I am trying to learn from the ground up with what i thought would be an easy exercise.
What I would like to do: Read a table from a PDF file (lab data reports), extract the data, and write them to a CSV file. Eventually I would like to read tables from several PDF files and write them to a single CSV file.
What I did: I found a library called pdftextract ( pdftextract · PyPI ) which at least got me to read in the pdf and find the table i want. I thought this would be good because the author mentions you can us regex on the data.
Heres what i have, just playing with it:
from pdftextract import XPdf
file_path = "Test.pdf"
pdf = XPdf(file_path)
txt = pdf. to_text (table-True)
tables = pdf.table[:]
print (len(tables)) # prints how many tables were found in pad
print(tables ) # print formatted content of table 3
table3_ data = tables .data # will return all rows in table 3 except headers
The resulting table has some characters and columns i don’t need. The first column is the chemical name, that’s fine. The second column has the lab result but with some letters in front and behind it, that i would like to remove. the last column i don’t need at all.
I thought i could use some regex commands (like “pattern” since all the letters to be removed are the same) to remove the letters from the second column but i dont fully understand how to loop through the rows of a table that was read in through this library. I tried table3_data.replace(‘ug/L ‘,’’) but got AttributeError: List object has no attribute ‘replace’.
I think in general I am having a hard time understanding how to manipulate tables in python, and searching online only gives me results such as creating tables. I would like to do this without any additional libraries if possible, just so i can better learn the syntax and see the logic in front of me.
The standard way of extracting dataframes from PDF is by using Tabula, which you can then write into a CSV with df.to_csv.
I think in general I am having a hard time understanding how to manipulate tables in python
99% of the time you use pandas for that. Don’t worry about the remaining 1% for now.
I would like to do this without any additional libraries if possible
I strongly recommend you to avoid this mentality. If there is one library you have to learn to be decent at Python data wrangling, it absolutely has to be pandas. Trying to go around that is like trying to build a house out of bricks without using any cement - doable, but probably a huge waste of time.

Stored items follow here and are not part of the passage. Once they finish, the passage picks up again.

Issue #629, opened 2018-05-29
Layout option / panes not being sent through to tmux


JonRowe:
Using the latest version of tmuxinator `0.11.2`, panes and layout for a window doesn't do anything, project file:

```
project_name: td
project_root: ~/Code/TheProject/Dashboard
windows:
  - editor: vim
  - shell:
    layout: main-vertical
    panes:
      - git status
      - yarn run
```

Output:
```
#!/bin/bash

# Clear rbenv variables before starting tmux
unset RBENV_VERSION
unset RBENV_DIR

tmux start-server;

cd /Users/jon/Code/TheProject/Dashboard

# Run on_project_start command.


  # Run on_project_restart command.
  

  if [ -z "$TMUX" ]; then
    tmux -u attach-session -t td
  else
    tmux -u switch-client -t td
  fi


    
# Run on_project_exit command.
```

JonRowe:
Ah yes, the whitespace was the issue, would you accept a PR noting this on the read me?

ethagnawl:
So, @JonRowe. I've determined this issue is actually YAML's fault. It's a quirk in how it handles the indentation of list elements. Specifically, where the indentation actually begins. I've yet to find a definitive source (e.g. in the YAML spec) but I have found references to this issue in a few places.

> Notice that while the indentation is two spaces per level, for the values under the context and defaults options there is a four-space indent. If only two spaces are used to indent, then those keys will be considered part of the same dictionary that contains the context key, and so the data will not be loaded correctly.

https://docs.saltstack.com/en/2017.7/topics/troubleshooting/yaml_idiosyncrasies.html

> Block list items can (but don't need to) have the same indentation as the surrounding block level because "-" is considered part of the indentation

https://stackoverflow.com/a/42248984/382982

[My own SO question about your use case.](https://stackoverflow.com/questions/50594758/why-isnt-two-spaced-yaml-parsed-like-four-spaced-yaml)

ok, thank you so much. I had read somewhere else to not rely on libraries at the beginning, I waffled a bit when i read that, so its good to be told thats wrong. Everything i searched on the topic came up with pandas.
I will retry and attack this from that approach, as you suggest - certainly at least theres a lot more resources and examples.
This is a terrible take. The whole point of Python is its gamut of amazing libraries to make some task at hand feel much easier to understand. Since I am an experienced Python user I can personally rely on raw
sqllite3 to write my SQL queries, navigate the web with
urllib or use
ElementTree to parse my XML files, but good like trying to write SQL without an ORM like
SQLAlchemy, send a GET request without
requests, or trying to navigate XML without using
xmltodict if you struggle to make a for loop. You’d literally be 5 times less productive. The very few kinds of libraries you’d probably want to avoid using as a beginner are optimization-focused like
orjson as opposed to
cytoolz as opposed to
functools, which basically do the same thing productivity-wise but in a more performant or elegant way.
Ok, thank you - I understand your point of view, but as a beginner who grew up on Fortran, its such a new way of life.
Back to my little code: I got Tabula and everything up and running. I converted the pdf and managed to get my table off the second page and deleted the columns I dont need. Much easier, for sure.
Now my issue is this: I want to delete rows that have the word “sum” in them, whether it be “sum” or “total_sum” under a column called “Parameter”.
I tried the following and the code runs, but does not drop the rows
discard = ['Sum', 'sum']
Just like in Fortran, you would need to reassign the expression return value to a variable:
table = table[~table.Parameter.str.lower().str.contains("sum")]
In every language I know, most of the features are provided in libraries. This is true of C, C++, Java, etc. Python fits right in with that approach.
Yeah, and for example in R if you don’t use tidyverse and especially magrittr pipes you may as well have not used the language at all.